===== Source material
PR #7829, opened 2024-08-15
Wait for all CAs inside Executer before shutdown

abyss7:
### Changelog entry 

Implement additional state for TKqpDataExecuter in which it will wait for all children Compute Actors for graceful shutdown.

Also Executer will respect node disconnects and timeouts - to not hang on waiting forever.

### Changelog category 

* New feature

### DIFF
--- a/ydb/core/kqp/executer_actor/kqp_executer_impl.h
+++ b/ydb/core/kqp/executer_actor/kqp_executer_impl.h
@@ -1713,7 +1713,7 @@ protected:
         LOG_E("Sending timeout response to: " << Target);
 
         Request.Transactions.crop(0);
-        this->PassAway();
+        this->Shutdown();
     }
 
     void FillResponseStats(Ydb::StatusIds::StatusCode status) {
@@ -1778,7 +1778,7 @@ protected:
         ExecuterStateSpan.EndError(response.DebugString());
 
         Request.Transactions.crop(0);
-        this->PassAway();
+        this->Shutdown();
     }
 
 protected:
@@ -1846,6 +1846,12 @@ protected:
     }
 
 protected:
+    // Introduced separate method from `PassAway()` - to not get confused with expectations from other actors,
+    // that `PassAway()` should kill actor immediately.
+    virtual void Shutdown() {
+        PassAway();
+    }
+
     void PassAway() override {
         YQL_ENSURE(AlreadyReplied && ResponseEv);
         this->Send(Target, ResponseEv.release());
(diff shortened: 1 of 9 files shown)


ydb/core/kqp/executer_actor/kqp_executer_impl.h
```diff
@@ -1624,14 +1624,14 @@ class TKqpExecuterBase : public TActorBootstrapped<TDerived> {
...
-            if (task.ComputeActorId) {
+            if (task.ComputeActorId && !task.Meta.Completed) {
                 LOG_I("aborting compute actor execution, message: " << issues.ToOneLineString()
                     << ", compute actor: " << task.ComputeActorId << ", task: " << task.Id);
 
                 auto ev = MakeHolder<TEvKqp::TEvAbortExecution>(NYql::NDq::YdbStatusToDqStatus(code), issues);
                 this->Send(task.ComputeActorId, ev.Release());
             } else {
-                LOG_I("task: " << task.Id << ", does not have Compute ActorId yet");
+                LOG_I("task: " << task.Id << ", does not have the CA id yet or is already complete");
```
Darych, line 1634: Maybe we can add checks here also and write more explicit message, is it already completed or CA id is not known.

ydb/core/kqp/ut/query/kqp_limits_ut.cpp
```diff
@@ -830,6 +833,120 @@ Y_UNIT_TEST_SUITE(KqpLimits) {
...
+        bool firstEvState = false;
+        ui32 totalEvState = 0;
+        TActorId executerId;
+        ui32 actorCount = 3; // TODO: get number of actors properly.
+
+        auto& runtime = *kikimr.GetTestServer().GetRuntime();
+        runtime.SetObserverFunc([&](TAutoPtr<IEventHandle>& ev) {
+            if (ev->GetTypeRewrite() == NYql::NDq::TEvDqCompute::TEvState::EventType) {
+                ++totalEvState;
+                if (!firstEvState) {
```
Darych, line 864: Based on test description I would expect that `firstEvState` is true and after this event it becomes false.

Darych (approved):

ydb/core/kqp/ut/query/kqp_limits_ut.cpp
abyss7: Probably the variable name is too vague - `firstEvState` indicates if we already encountered the first event `State`, so we replace only the first one.

gridnevvvit (approved):

PR #8219, opened 2024-08-23
Remove unnecessary message

MBkkt:
ACCEPTED is unnecessary, because 
1. if schemeshard doesn't restart, it doesn't change anything from schemeshard/datashard point of view
2. if schemeshard restart, it's same because we anyway restart scan for this shard from scratch, so there won't be any difference


ijon:
@CyberROFL take a look, please

ijon (dismissed):

CyberROFL (approved):

PR #8266, opened 2024-08-26
describe handler added default `family` and `familyname` values

StekPerepolnen:
### Changelog entry 

Added default values for `Family` and `FamilyName` fields when use describe handler

### Changelog category 

* Improvement

### Additional information

...


adameat (approved):
I'm very suspicious about this change, but I don't see any other option at the moment.

PR #8388, opened 2024-08-28
Fix PDisk config is being overwritten

SammyVimes:
### Changelog category 

* Bugfix


va-kuznecov (approved):
LGTM

also got verbal OK from cthulhu

PR #8536, opened 2024-08-30
Stopped pushing null as arguments to TCoIf in column shards

pavelvelikhov:
### Changelog entry 

...

### Changelog category 

* Bugfix 

### Additional information

...

### DIFF
--- a/ydb/core/kqp/opt/physical/predicate_collector.cpp
+++ b/ydb/core/kqp/opt/physical/predicate_collector.cpp
@@ -143,12 +143,13 @@ bool AbstractTreeCanBePushed(const TExprBase& expr, const TExprNode* ) {
 
 bool CheckExpressionNodeForPushdown(const TExprBase& node, const TExprNode* lambdaArg) {
     if constexpr (NKikimr::NSsa::RuntimeVersion >= 5U) {
-        if (node.Maybe<TCoIf>() || node.Maybe<TCoJust>() || node.Maybe<TCoCoalesce>()) {
-            // Temporary fix for https://github.com/ydb-platform/ydb/issues/7967
-            if (auto ifPred = node.Maybe<TCoIf>()) {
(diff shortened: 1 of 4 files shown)


ydb/core/kqp/ut/join/data/queries/tpcds34.sql
```diff
@@ -0,0 +1,38 @@
+pragma TablePathPrefix = "/Root/test/ds/";
```
zverevgeny, line 1: I'd suggest to add a minimal query that reproduces the bug being fixed and give a reference to this tpc-h query

ydb/core/kqp/opt/physical/predicate_collector.cpp
```diff
@@ -144,6 +144,12 @@ bool AbstractTreeCanBePushed(const TExprBase& expr, const TExprNode* ) {
 bool CheckExpressionNodeForPushdown(const TExprBase& node, const TExprNode* lambdaArg) {
     if constexpr (NKikimr::NSsa::RuntimeVersion >= 5U) {
         if (node.Maybe<TCoIf>() || node.Maybe<TCoJust>() || node.Maybe<TCoCoalesce>()) {
+            // Temporary fix for https://github.com/ydb-platform/ydb/issues/7967
+            if (auto ifPred = node.Maybe<TCoIf>()) {
```
zverevgeny, line 148: Double check for Maybe<CoIf>. For me, extracting CoIf to a separate code branch would make this logic more readable

ydb/core/kqp/ut/join/data/queries/tpcds34.sql
pavelvelikhov: Added a query to KqpOlap unit test.
Keeping this query though - let's make sure we check all benchmark queries that have failed so far

zverevgeny (approved):

PR #8712, opened 2024-09-04
Fix use-after-free in CommittingOps tracking

snaury:
### Changelog entry 

...

### Changelog category 

* Bugfix 

### Additional information

There was a problem with CommittingOps tracking, where a distributed transaction could have failed without adding to this set, but would try to remove itself on completion. When other immediate transactions attached to the same version it could cause refcount underflow and remove the version record with iterators still pointing there, causing use-after-free. Reproducing this issue is very tricky, since distributed tx must finish execution before another immediate tx (non read-only and attached to the same version) executes, which usually cannot happen. However, new EvWrite api uses local mvcc snapshots for uncommitted writes, which makes it possible to attach to a version first and execute out-of-order later.

This patch adds strict validation to CommittingOps tracking, and makes sure Remove (with the same version) is only called once after a corresponding Add.

Fixes KIKIMR-21932.

### DIFF
--- a/ydb/core/tx/datashard/datashard_pipeline.h
+++ b/ydb/core/tx/datashard/datashard_pipeline.h
@@ -424,11 +424,13 @@ private:
             ui64 Step;
             ui64 TxId;
             mutable ui32 Counter;
+            mutable ui32 TxCounter;
 
             TItem(const TRowVersion& from)
                 : Step(from.Step)
                 , TxId(from.TxId)
                 , Counter(1u)
+                , TxCounter(0u)
             {}
 
             friend constexpr bool operator<(const TItem& a, const TItem& b) {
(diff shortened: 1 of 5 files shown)


kungasc (dismissed):

kungasc (approved):

ydb/core/tx/datashard/datashard_pipeline.h
```diff
@@ -458,17 +462,29 @@ class TPipeline : TNonCopyable {
...
-            if (auto it = TxIdMap.find(txId); it != TxIdMap.end()) {
-                if (--it->second->Counter == 0)
-                    ItemsSet.erase(it->second);
-                TxIdMap.erase(it);
-            }
+        inline void Remove(ui64 txId, TRowVersion version) {
+            auto it = TxIdMap.find(txId);
+            Y_VERIFY_S(it != TxIdMap.end(), "Removing immediate tx " << txId << " " << version
+                    << " does not match a previous Add");
+            Y_VERIFY_S(TRowVersion(it->second->Step, it->second->TxId) == version, "Removing immediate tx " << txId << " " << version
```
azevaykin, line 469: it->second 8 раз встречается. Можно вынести в отдельную переменную для читаемости.

PR #8738, opened 2024-09-04
fix query multiple rowsets

### LINKED ISSUE #1023: Two result sets are displayed for 1 table row
First result set in correct 
image

But the Second one is incorrect (no rows at all)

image

I expect to see only first result set.

adameat:
### Changelog entry 

closes https://github.com/ydb-platform/ydb-embedded-ui/issues/1023

### Changelog category 

* Bugfix 


alexvru (approved):

antonkovalenko (approved):
nice

PR #8749, opened 2024-09-04
Change grow factor according to the memory in rh hash

lll-phill-lll:
### Changelog entry 

RobinHood hash will grow less on low memory. 
...

### Changelog category 

* New feature

### Additional information

...


yumkam:
I think RH code assumes capacity is power-of-2

PR #9835, opened 2024-09-27
[docs_release] add on/create/branches

blinkov:
### Changelog entry 

...

### Changelog category 

### Additional information

...


blinkov:
This naive approach doesn't work as in this case GitHub sends a different kind of event to the workflow.

PR #9933, opened 2024-10-01
Add condition on DYNAMODB_STREAM_JSON mode

Pseudolukian:
### Changelog category


blinkov:
A similar change has already been merged as part of #9956

PR #9938, opened 2024-10-01
Add common libs for yql plugin. Ydb git part.

### LINKED ISSUE #9398: Global directories for UDFs in YQL agent config
Reported by @gritukan from YTsaurus.

YT uses a YQL agent with a config. There must be an option in this config to specify directories with UDFs available for all queries of all users of the cluster, for instance a Python UDF or an s-expression UDF.

For example, if //home/yql is such a directory and I create file //home/yql/my_sum.yql with the content

```
$script = @@#py
def my_sum(a, b):
    return a + b
@@;
$concat = SystemPython3_8::concat(Callable<(Optional<Int64>, Optional<Int64>)->Int64>, $script);

```

Then my_sum function should be available to all queries.

Tony-Romanov:


gritukan (approved):

Krock21:
Do you have any description or github issue for it?

Could you please link it?

Tony-Romanov:
https://github.com/ydb-platform/ydb/issues/9398

PR #10128, opened 2024-10-05
NodeWarden header optimization

SammyVimes:
### Changelog category 

* Improvement


va-kuznecov (approved):

ydb/core/blobstorage/nodewarden/node_warden_impl.h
==========
# [Action item]
The reply should hold only the lines from the top of the records through the line that has "void FillResponseStats(Ydb::StatusIds::StatusCode status)", each one exact.

# [Answer]
PR #7829, opened 2024-08-15
Wait for all CAs inside Executer before shutdown

abyss7:
### Changelog entry 

Implement additional state for TKqpDataExecuter in which it will wait for all children Compute Actors for graceful shutdown.

Also Executer will respect node disconnects and timeouts - to not hang on waiting forever.

### Changelog category 

* New feature

### DIFF
--- a/ydb/core/kqp/executer_actor/kqp_executer_impl.h
+++ b/ydb/core/kqp/executer_actor/kqp_executer_impl.h
@@ -1713,7 +1713,7 @@ protected:
         LOG_E("Sending timeout response to: " << Target);
 
         Request.Transactions.crop(0);
-        this->PassAway();
+        this->Shutdown();
     }
 
     void FillResponseStats(Ydb::StatusIds::StatusCode status) {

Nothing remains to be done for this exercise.